My thesis, to the effect that it makes little sense to consider self-regulation and state lawmaking as dichotomous opposites, finds valuable support in the ideas of Thomas Conzelmann and Dieter Wolf. They (2007, 175) suggest that one should understand the relationship between private self-regulation and state lawmaking as a relationship based on the functional division of labor between public and private actors. In their opinion, the idea of the opposition of public and private sector regulation is misleading. Rather, private- sector self-regulation can only function as a form of governance embedded in a public regulatory structure if it is to contribute to governance compatible with the common good. In return it can underlie, complement, and unburden public regulation and compensate for the inherent deficits and limitations of pure interstate governance.

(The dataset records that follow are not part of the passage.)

Issue #325, opened 2020-05-19
provide a better wallet_auth_key prefix


amgando:
currently wallet uses a user-defined prefix for the key in LocalStorage

note:

***undefined_*** wallet_auth_key

```
 {
 "undefined_wallet_auth_key": 

 {"accountId":"sherif-demo.testnet","allKeys":["ed25519:Azqg7VBLGYo8LdiJ4SEzgodg3JXANoJm8jbH1homoVj6"]} 

}
 ```

this could be improved with a more friendly default value for `appKeyPrefix `

[https://github.com/near/near-api-js/blob/25e7e60203965aee062ca19f352ff765859896ef/src/wallet-account.ts#L28](https://github.com/near/near-api-js/blob/25e7e60203965aee062ca19f352ff765859896ef/src/wallet-account.ts#L28)

mikedotexe:
@stefanopepe does this sound like a change that will break Wallet or have concerns with this?

stefanopepe:
> @stefanopepe does this sound like a change that will break Wallet or have concerns with this?

We are re-designing the key management, and we'll start working on it in the next sprint. The UX will probably include a way for the user to append notes/memorable information to each key, but I don't have more information to share right now.

Roping in @MaximusHaximus for an estimation of the changes

MaximusHaximus:
I did an audit, and I don't believe that we reference this `_wallet_auth_key` localstorage value anywhere in the wallet codebase directly.  As a result, as long as long as `near-api-js` handles backwards compatibility internally for anything that relies on it in `near-api-js`, it shouldn't have any impact on the wallet as far as I can tell. :)

PR #927, opened 2022-08-12
Fixed appKeyPrefix undefined value

erditkurteshiSQA:
## Motivation
It fixes issue #325 

## Description
Describe the changes made in this PR. How does it solve the above?
It fixes the appKeyPrefix by checking it's coming as undefined.

## Checklist
- [ ] Added automated tests

### DIFF
--- a/packages/near-api-js/src/wallet-account.ts
+++ b/packages/near-api-js/src/wallet-account.ts
@@ -108,8 +108,8 @@ export class WalletConnection {
 
         // Migrate dApps that previously used a faulty authDataKey.
         if (DEPRECATED_authData) {
-            window.localStorage.setItem(authDataKey, JSON.stringify(DEPRECATED_authData));
             window.localStorage.removeItem(DEPRECATED_authDataKey);
+            window.localStorage.setItem(authDataKey, JSON.stringify(DEPRECATED_authData));
         }
 
         const authData = JSON.parse(window.localStorage.getItem(authDataKey));
--- a/packages/near-api-js/src/wallet-account.ts
+++ b/packages/near-api-js/src/wallet-account.ts
@@ -83,16 +83,16 @@ export class WalletConnection {
     _completeSignInPromise: Promise<void>;
 
     constructor(near: Near, appKeyPrefix: string | null) {
-        if(typeof window === 'undefined') {
+        if (typeof window === 'undefined') {
             return new Proxy(this, {
                 get(target, property) {
-                    if(property === 'isSignedIn') {
+                    if (property === 'isSignedIn') {
                         return () => false;
                     }
-                    if(property === 'getAccountId') {
+                    if (property === 'getAccountId') {
                         return () => '';
                     }
-                    if(target[property] && typeof target[property] === 'function') {
+                    if (target[property] && typeof target[property] === 'function') {
                         return () => {
                             throw new Error('No window found in context, please ensure you are using WalletConnection on the browser');
                         };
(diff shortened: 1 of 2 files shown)


packages/near-api-js/src/wallet-account.ts
```diff
@@ -102,7 +102,16 @@ export class WalletConnection {
...
         this._near = near;
-        const authDataKey = appKeyPrefix + LOCAL_STORAGE_KEY_SUFFIX;
+        const DEPRECATED_authDataKey = appKeyPrefix + LOCAL_STORAGE_KEY_SUFFIX;
+        const DEPRECATED_authData = JSON.parse(window.localStorage.getItem(DEPRECATED_authDataKey));
+        const authDataKey = (appKeyPrefix || near.config.contractName || 'default') + LOCAL_STORAGE_KEY_SUFFIX;
+
+        // Migrate dApps that previously used a faulty authDataKey.
+        if (DEPRECATED_authData) {
+            window.localStorage.setItem(authDataKey, JSON.stringify(DEPRECATED_authData));
+            window.localStorage.removeItem(DEPRECATED_authDataKey);
```
esaminu, line 112: Should we remove before adding the new data? I'm concerned about cases where `DEPRECATED_authDataKey` and `authDataKey` have the same value

esaminu (commented):
Great stuff! 🚀 

I left a comment regarding migrating folks with faulty key (thanks for handling that)

Also, could you fix the broken assertion on https://github.com/near/near-api-js/blob/master/packages/near-api-js/test/wallet-account.test.js#L173

esaminu (approved):
LGTM 💯

packages/near-api-js/src/wallet-account.ts
```diff
@@ -102,7 +102,16 @@ export class WalletConnection {
             });
         }
         this._near = near;
-        const authDataKey = appKeyPrefix + LOCAL_STORAGE_KEY_SUFFIX;
+        const DEPRECATED_authDataKey = appKeyPrefix + LOCAL_STORAGE_KEY_SUFFIX;
```
MaximusHaximus, line 105: Should this case explicitly check for `'undefined' + LOCAL_STORAGE_KEY_SUFFIX`?  Otherwise if someone has passed an actual `appKeyPrefix`, we will be unnecessarily deleting the localstorage entry and re-creating it _every time this code runs_, right?

packages/near-api-js/test/wallet-account.test.js
```diff
@@ -154,12 +155,50 @@ it('can complete sign in', async () => {
...
 
     expect(await keyStore.getKey('networkId', 'near.account')).toEqual(keyPair);
-    expect(localStorage.getItem('contractId_wallet_auth_key'));
+    expect(localStorage.getItem('contractId_wallet_auth_key')).toBeTruthy();
     expect(history.slice(1)).toEqual([
         [{}, 'documentTitle', 'http://example.com/location']
     ]);
 });
 
+it('can get the default appKeyPrefix', async () => {
```
MaximusHaximus, line 164: 1. There needs to be a test that verifies that a migration from an existing 'undefined' key successfully completes when data was already stored in the incorrect key.
2. There needs to be a test that verifies if `undefined_LOCAL_STORAGE_KEY_SUFFIX` is not set to any value that the code gracefully succeeds at initializing the localstorage correctly.  This might require splitting the test case into a separate file (which may allow us to take advantage of Jest's per-file test isolation) or refactoring the test file to ensure that localstorage is empty when we construct our NEAR object.

MaximusHaximus (commented):
@esaminu I've got some concerns about this PR - can you take a look at my comments and see if they are legitimate problems?  If so, let's roll this back until we can be 100% sure we've got complete test coverage and have tested the code in a variety of real-world dapp scenarios.

packages/near-api-js/src/wallet-account.ts
esaminu: Agreed 👍 , I think adding a `&& DEPRECATED_authDataKey !=  authDataKey` reads nicely here

packages/near-api-js/src/wallet-account.ts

However, if the relationship involved is one based on the functional division of labor, it is necessary to determine the relevant share—or as one would, perhaps, express it in criminal law, determine the relevant “contribution to the act”—of the state or private actor. Conzelmann and Wolf (2007, 175) distinguish five different dimensions of the role of the state in the concept of “embedded self-regulation” It
(1) provides the constitutional framework for private self-regulation and ensures the functioning of the markets and of a critical public; (2) plays a part in the design of the regulatory environment of private self-regulation and (co-) legitimates the standards represented there; (3) maintains the possibility of a binding public regulation as a fall-back option so as to, first, link the self-regulation initiatives back to common-good criteria and, second, to further develop minimum standards of socially and ecologically responsible action; (4) supports monitoring systems for private selfregulation; and (5) avoids negative external effects through the linking and coordination of different sectoral self-regulation initiatives.